(Stored items)
-.-.-

PR #1660, opened 2021-05-17
Remove Debian Clang-10 build from VAST CI

dominiklohmann:

We currently have no user for this build, and are already testing Clang via both AppleClang and the latest clang. For GCC we test GCC-8 explicitly on Debian, and latest via the Nix build. That already covers the range we want to support, so this is superfluous.

### :memo: Checklist

n/t


lava (approved):
Looks good.

PR #1662, opened 2021-05-17
Opt-in to transparent lookup for data and data_view

dominiklohmann:

This moves code to where it should've been from the get-go. Needs this in a plugin to avoid code duplication.

### :memo: Checklist

File-by-file.

### DIFF
--- a/libvast/vast/index/hash_index.hpp
+++ b/libvast/vast/index/hash_index.hpp
@@ -8,8 +8,6 @@
 
 #pragma once
 
-#include "vast/concept/hashable/uhash.hpp"
-#include "vast/concept/hashable/xxhash.hpp"
 #include "vast/data.hpp"
 #include "vast/detail/assert.hpp"
 #include "vast/detail/overload.hpp"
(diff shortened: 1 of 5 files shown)


mavam (approved):
This looks good.

Before merging, please add a unit test, for basic types and containers, that demonstrates that the hash digests are actually equal.

libvast/vast/index/hash_index.hpp
```diff
@@ -256,36 +254,9 @@ class hash_index : public value_index {
...
-      static_assert(std::is_same_v<L, data> || std::is_same_v<L, data_view>);
-      static_assert(std::is_same_v<R, data> || std::is_same_v<R, data_view>);
-      return x == y;
-    }
-  };
-
   // We use a robin_map here because it supports heterogenous lookup, which
   // has a major performance impact for `seeds_`, see ch13760.
-  tsl::robin_map<data, size_t, data_hash, data_equal> seeds_;
+  tsl::robin_map<data, size_t> seeds_;
```
lava, line 259: Can you add a static assert here that the "equality" of this map has opted-in to heterogenous lookup? (it was explicit before, but after moving it to a different file it seems easy to change the functor and to accidentally forget this)

PR #1663, opened 2021-05-18
Fix table slice offset deserialization

dominiklohmann:

Before this change, we deserialized the table slice's offset and then copied the table slice, resulting in the offset being reset to `invalid_id`. This caused no issues in practice until now, because no current code uses offsets after sending table slices over the wire. This did, however, just cause a very frustrating debugging session because I relied on this to work for a plugin.

### :memo: Checklist

The change should be obvious.


lava (approved):
Nice catch.

PR #1675, opened 2021-05-21
Properly disable uppercase literal suffix check

dominiklohmann:

Apparently clang-tidy 12 requires the trailing comma here.

### :memo: Checklist

@lava check locally if this fixes it on your end as well.

### DIFF
--- a/.clang-tidy
+++ b/.clang-tidy
@@ -22,7 +22,8 @@ Checks: >
   -readability-function-cognitive-complexity,
   -readability-magic-numbers,
   -readability-named-parameter,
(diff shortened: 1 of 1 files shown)


lava (approved):
Works on my machine. (when I use `run-clang-format` actually bother versions work on clang-12, so it seems like this is maybe a bug in clangd?)

dominiklohmann:
> so it seems like this is maybe a bug in clangd?

Might be, I only tested via `clangd`. Regardless, this fix is simple enough.

PR #1676, opened 2021-05-21
Login to GCS in CI only if necessary

dominiklohmann:

Noticed we ran this step both earlier and more often than we should've. Considering it takes around 20 seconds, this really makes a difference.

### :memo: Checklist

See CI run.


lava (approved):
I didn't test, but I noticed the same thing so the change makes sense to me.

PR #2346, opened 2022-06-15
Compress serialized indexers

dominiklohmann:
This works around a limitation of FlatBuffers: The maximum size of a FlatBuffers table is 2 GiB. Now while us running into this can be solved by moving indexers to separate files, we can get quite a ways by simply compressing the individual indexers.

In my initial measurements, I saw reductions between 2-10x in size of the partition FlatBuffers tables, with partitions containing mostly string indexes compressing best.

In limited testing, I was able to bump the max-partition-size from 4 Mi events to 64 Mi events without running into any size limitations, so with this change we should be good for a while, and can even consider bumping the size again.

### :memo: Checklist

Test with old and newly created databases. Rebuild an older one. Review the code file-by-file.

### DIFF
--- a/changelog/unreleased/features/2346--indexer-compression.md
+++ b/changelog/unreleased/features/2346--indexer-compression.md
@@ -1,5 +1,5 @@
 VAST now compresses on-disk indexes with Zstd, resulting in a 50-80% size
 reduction depending on the type of indexes used, and reducing the overall index
 size to below the raw data size. This improves retention spans significantly.
-For example, using the default configuration, partitions of `suricata.ftp`
+For example, using the default configuration, the indexes for `suricata.ftp`
 events now use 75% less disk space, and `suricata.flow` 30% less.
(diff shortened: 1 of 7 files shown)


changelog/unreleased/features/2346--indexer-compression.md
```diff
@@ -0,0 +1,5 @@
+VAST now compresses on-disk indexes with Zstd, resulting in a 50-80% size
+reduction depending on the type of indexes used, and reducing the overall index
+size to below the raw data size. This improves retention spans significantly.
+For example, using the default configuration, partitions of `suricata.ftp`
```
tobim, line 4: A user could easily interpret this as a 75% improvement overall.
```suggestion
For example, using the default configuration, the indexes for `suricata.ftp`
```

tobim (approved):
This looks great!

PR #2347, opened 2022-06-15
Fix a crash when loading older partition synopses

dominiklohmann:
This fixes a potential crash when loading older partition synopses that I introduced recently. 

### :memo: Checklist

Please try this out @6yozo / @tobim. I don't think this needs a dedicated changelog entry, since this was a recent introduction.


6yozo (approved):
I have tested the change on my local machine with an old partition. Everything works as expected.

-.-.-

Action item: How many lines in the records hold the string "FlatBuffers"? Answer with only that number.

Answer section: 2